*Work instruction*: From the entries, copy each line that includes "being".

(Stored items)
- - - - - - -

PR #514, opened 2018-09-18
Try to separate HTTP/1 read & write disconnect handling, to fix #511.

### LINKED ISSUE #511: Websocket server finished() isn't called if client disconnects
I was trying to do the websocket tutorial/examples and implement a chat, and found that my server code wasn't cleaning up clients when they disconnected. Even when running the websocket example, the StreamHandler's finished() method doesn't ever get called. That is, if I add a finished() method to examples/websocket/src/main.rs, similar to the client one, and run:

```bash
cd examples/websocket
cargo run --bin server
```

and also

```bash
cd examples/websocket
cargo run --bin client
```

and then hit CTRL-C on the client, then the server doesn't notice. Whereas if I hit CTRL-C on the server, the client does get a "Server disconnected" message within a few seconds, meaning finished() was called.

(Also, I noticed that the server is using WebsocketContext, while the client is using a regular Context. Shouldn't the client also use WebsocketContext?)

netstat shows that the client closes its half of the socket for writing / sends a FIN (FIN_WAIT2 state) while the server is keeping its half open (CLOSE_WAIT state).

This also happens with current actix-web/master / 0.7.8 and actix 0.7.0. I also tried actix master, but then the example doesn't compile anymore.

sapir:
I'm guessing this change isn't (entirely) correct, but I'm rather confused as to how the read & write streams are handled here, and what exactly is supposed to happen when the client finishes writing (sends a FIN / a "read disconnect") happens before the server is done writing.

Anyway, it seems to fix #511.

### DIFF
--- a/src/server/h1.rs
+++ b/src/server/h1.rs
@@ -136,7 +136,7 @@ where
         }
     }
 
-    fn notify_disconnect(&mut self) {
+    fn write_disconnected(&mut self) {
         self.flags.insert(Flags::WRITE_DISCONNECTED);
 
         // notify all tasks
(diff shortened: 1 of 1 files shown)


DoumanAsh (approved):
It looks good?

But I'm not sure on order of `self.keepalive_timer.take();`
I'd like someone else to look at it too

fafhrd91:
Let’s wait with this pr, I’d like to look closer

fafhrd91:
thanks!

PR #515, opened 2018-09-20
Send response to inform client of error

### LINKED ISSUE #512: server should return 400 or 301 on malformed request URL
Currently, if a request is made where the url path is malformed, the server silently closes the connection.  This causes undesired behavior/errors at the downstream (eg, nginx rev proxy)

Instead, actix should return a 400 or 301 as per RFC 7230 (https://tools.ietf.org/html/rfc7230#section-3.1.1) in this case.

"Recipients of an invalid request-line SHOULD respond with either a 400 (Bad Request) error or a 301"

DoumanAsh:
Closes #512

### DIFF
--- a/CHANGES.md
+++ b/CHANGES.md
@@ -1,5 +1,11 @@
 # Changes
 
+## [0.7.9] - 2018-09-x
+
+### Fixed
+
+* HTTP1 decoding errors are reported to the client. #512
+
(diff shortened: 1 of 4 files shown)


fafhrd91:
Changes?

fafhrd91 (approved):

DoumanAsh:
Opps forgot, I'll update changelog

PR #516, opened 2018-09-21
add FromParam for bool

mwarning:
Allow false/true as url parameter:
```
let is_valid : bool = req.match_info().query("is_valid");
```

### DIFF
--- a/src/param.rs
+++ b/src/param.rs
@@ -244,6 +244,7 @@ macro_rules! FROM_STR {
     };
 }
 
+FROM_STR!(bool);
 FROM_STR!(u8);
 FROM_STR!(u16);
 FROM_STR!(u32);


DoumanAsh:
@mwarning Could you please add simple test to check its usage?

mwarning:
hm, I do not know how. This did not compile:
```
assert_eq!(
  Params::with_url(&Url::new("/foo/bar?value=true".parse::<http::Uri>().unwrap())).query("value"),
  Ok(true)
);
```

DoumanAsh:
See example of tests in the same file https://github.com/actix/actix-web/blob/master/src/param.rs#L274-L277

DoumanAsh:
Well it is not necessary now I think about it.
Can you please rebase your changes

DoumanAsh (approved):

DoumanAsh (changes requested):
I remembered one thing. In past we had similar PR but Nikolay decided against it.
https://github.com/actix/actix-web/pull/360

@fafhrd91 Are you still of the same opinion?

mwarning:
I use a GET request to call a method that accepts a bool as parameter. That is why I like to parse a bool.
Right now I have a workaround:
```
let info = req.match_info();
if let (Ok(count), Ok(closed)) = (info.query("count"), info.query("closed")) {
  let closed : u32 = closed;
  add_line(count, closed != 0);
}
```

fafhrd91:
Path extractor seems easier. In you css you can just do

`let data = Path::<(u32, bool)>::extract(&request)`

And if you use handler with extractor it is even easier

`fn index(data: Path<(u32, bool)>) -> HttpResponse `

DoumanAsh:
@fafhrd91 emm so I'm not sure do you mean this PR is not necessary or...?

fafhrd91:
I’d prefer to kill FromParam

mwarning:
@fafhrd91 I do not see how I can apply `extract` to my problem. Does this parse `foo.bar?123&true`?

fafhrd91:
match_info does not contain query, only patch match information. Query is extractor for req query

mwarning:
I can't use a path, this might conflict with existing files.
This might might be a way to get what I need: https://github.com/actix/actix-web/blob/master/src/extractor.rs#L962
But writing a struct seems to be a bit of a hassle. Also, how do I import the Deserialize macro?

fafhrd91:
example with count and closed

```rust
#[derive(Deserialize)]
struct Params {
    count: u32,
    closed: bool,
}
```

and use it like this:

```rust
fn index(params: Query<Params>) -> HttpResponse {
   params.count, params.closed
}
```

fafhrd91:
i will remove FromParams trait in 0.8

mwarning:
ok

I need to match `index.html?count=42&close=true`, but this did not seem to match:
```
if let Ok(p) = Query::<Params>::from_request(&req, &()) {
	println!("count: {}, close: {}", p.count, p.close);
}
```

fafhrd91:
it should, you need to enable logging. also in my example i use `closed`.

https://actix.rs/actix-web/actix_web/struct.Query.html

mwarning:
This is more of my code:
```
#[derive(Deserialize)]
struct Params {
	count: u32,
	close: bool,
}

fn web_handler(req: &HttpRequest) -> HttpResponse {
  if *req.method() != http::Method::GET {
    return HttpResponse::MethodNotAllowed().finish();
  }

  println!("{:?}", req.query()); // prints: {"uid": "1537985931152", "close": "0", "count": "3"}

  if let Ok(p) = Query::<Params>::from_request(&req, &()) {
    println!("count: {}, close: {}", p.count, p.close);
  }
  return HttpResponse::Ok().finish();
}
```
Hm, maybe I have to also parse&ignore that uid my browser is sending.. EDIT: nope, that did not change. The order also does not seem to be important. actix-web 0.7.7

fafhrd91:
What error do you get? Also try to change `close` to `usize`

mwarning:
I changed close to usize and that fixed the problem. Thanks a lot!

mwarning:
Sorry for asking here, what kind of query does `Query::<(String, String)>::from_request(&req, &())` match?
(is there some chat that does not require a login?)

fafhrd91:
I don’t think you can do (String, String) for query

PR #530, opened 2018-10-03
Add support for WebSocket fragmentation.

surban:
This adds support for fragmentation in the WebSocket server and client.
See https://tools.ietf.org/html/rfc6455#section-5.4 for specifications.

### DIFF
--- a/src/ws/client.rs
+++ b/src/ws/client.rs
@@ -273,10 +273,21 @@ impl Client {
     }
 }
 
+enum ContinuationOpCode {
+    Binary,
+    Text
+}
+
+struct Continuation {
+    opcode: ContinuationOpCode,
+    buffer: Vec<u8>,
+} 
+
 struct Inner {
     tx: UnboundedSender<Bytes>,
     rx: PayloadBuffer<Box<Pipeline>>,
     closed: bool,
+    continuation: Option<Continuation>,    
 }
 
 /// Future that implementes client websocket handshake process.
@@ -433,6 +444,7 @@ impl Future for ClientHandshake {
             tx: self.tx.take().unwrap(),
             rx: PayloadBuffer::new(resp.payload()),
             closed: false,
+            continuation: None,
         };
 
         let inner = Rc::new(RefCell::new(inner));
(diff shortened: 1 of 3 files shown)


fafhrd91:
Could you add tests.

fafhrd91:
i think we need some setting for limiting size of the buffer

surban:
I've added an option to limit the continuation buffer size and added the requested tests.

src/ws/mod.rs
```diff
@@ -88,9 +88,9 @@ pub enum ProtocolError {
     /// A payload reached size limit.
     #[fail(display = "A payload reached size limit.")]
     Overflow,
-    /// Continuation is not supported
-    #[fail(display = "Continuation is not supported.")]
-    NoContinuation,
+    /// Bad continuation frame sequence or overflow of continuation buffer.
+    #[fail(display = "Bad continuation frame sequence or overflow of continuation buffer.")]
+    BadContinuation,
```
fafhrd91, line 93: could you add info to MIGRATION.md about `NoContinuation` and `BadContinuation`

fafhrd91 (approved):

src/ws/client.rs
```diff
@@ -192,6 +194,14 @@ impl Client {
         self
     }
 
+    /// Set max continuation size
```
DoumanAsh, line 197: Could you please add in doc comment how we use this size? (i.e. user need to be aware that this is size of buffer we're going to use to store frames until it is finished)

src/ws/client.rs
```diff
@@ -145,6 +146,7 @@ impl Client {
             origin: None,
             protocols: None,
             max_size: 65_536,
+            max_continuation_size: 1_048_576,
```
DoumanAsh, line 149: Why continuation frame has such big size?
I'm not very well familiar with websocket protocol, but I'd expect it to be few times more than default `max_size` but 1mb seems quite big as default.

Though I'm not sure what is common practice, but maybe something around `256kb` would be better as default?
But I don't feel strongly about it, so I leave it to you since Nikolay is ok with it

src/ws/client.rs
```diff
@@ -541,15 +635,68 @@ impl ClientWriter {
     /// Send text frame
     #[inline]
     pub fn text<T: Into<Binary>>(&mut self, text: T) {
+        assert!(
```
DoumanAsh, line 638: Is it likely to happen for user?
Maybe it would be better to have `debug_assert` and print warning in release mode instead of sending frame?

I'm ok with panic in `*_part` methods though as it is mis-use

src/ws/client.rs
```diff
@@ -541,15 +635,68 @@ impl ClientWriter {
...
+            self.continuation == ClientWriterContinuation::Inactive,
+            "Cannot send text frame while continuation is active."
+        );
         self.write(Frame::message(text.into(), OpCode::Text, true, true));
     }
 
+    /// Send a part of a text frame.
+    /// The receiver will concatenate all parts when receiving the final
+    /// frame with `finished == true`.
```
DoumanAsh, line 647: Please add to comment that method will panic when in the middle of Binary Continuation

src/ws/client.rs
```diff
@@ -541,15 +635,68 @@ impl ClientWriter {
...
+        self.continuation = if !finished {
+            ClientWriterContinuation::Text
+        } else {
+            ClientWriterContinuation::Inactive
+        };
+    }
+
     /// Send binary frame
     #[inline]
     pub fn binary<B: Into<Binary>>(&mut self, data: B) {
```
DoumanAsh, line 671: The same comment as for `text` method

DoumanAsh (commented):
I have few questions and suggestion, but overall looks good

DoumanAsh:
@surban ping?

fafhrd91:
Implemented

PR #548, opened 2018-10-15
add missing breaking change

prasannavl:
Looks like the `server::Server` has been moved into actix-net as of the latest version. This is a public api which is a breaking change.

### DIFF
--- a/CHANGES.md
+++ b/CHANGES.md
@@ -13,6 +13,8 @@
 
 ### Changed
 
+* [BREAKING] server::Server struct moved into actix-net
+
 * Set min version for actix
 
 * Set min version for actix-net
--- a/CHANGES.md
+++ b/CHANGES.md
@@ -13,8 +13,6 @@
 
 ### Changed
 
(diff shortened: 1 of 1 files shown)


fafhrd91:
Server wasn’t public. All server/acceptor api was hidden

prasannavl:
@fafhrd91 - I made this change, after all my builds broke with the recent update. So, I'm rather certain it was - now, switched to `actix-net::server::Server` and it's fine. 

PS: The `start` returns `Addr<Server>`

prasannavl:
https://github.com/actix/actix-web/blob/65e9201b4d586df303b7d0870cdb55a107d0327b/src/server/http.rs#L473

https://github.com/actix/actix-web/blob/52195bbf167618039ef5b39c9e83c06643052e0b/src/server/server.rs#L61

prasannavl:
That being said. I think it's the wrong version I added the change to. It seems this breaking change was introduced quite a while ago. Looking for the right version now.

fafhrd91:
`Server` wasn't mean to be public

- - - - - - -

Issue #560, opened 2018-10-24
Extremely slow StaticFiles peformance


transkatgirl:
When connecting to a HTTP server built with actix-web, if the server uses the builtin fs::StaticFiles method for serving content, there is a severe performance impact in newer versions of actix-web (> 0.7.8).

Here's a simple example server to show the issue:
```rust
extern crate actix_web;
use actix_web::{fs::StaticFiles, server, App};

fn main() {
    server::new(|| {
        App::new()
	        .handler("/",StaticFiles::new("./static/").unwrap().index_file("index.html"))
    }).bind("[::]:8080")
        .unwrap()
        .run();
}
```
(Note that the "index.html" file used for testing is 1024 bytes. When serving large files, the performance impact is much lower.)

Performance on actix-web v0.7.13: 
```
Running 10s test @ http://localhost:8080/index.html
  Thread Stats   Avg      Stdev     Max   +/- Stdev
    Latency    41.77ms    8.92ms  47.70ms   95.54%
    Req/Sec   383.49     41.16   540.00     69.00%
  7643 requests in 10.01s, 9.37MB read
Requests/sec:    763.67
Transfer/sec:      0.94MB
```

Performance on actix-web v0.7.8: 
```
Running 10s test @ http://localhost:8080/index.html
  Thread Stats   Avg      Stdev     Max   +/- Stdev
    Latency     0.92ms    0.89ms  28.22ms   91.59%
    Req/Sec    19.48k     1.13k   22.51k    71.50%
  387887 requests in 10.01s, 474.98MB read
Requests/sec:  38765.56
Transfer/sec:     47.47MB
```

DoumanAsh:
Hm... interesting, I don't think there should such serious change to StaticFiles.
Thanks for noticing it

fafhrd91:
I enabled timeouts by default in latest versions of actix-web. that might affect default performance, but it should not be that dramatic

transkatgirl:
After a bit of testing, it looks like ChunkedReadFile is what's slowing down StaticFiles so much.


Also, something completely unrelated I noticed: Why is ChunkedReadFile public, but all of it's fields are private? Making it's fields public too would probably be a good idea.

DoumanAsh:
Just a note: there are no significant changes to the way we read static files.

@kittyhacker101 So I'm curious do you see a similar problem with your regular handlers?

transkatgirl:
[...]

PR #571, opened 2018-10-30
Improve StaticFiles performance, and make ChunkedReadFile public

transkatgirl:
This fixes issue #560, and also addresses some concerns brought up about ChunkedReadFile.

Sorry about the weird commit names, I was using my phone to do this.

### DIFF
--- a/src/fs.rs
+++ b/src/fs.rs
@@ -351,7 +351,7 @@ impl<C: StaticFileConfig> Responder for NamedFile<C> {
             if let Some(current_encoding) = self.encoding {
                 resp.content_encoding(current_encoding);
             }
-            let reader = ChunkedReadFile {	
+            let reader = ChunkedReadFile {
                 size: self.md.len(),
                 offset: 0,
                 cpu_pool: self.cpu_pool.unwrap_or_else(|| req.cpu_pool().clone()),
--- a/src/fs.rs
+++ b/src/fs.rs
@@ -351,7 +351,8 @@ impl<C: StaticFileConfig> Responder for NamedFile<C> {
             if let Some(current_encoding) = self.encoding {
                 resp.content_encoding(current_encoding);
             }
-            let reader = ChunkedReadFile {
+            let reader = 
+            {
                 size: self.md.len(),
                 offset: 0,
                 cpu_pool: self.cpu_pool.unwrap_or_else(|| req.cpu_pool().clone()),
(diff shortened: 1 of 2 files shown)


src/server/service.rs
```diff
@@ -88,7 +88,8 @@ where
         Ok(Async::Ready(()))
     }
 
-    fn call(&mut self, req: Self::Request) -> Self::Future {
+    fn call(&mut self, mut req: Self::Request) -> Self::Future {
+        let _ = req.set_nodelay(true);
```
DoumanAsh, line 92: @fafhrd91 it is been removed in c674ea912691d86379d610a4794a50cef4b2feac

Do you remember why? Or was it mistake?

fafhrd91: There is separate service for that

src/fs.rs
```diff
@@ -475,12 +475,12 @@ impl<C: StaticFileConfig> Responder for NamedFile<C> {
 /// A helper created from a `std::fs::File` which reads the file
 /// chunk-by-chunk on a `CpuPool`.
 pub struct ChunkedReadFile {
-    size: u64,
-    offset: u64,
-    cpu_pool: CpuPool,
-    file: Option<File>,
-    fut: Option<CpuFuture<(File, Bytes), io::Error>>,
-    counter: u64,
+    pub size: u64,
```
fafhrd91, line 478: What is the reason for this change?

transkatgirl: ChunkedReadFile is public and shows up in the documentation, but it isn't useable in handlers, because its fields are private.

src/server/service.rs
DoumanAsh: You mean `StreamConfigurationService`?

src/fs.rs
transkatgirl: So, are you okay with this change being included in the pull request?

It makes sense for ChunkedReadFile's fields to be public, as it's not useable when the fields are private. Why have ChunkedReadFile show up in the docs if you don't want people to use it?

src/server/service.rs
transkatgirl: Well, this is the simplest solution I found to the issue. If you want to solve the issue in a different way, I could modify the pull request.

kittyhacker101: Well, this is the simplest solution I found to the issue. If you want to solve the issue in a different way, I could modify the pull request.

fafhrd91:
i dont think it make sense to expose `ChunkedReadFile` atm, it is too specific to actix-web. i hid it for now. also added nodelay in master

- - - - - - -

*Your solution*:
That being said. I think it's the wrong version I added the change to. It seems this breaking change was introduced quite a while ago. Looking for the right version now.
transkatgirl: So, are you okay with this change being included in the pull request?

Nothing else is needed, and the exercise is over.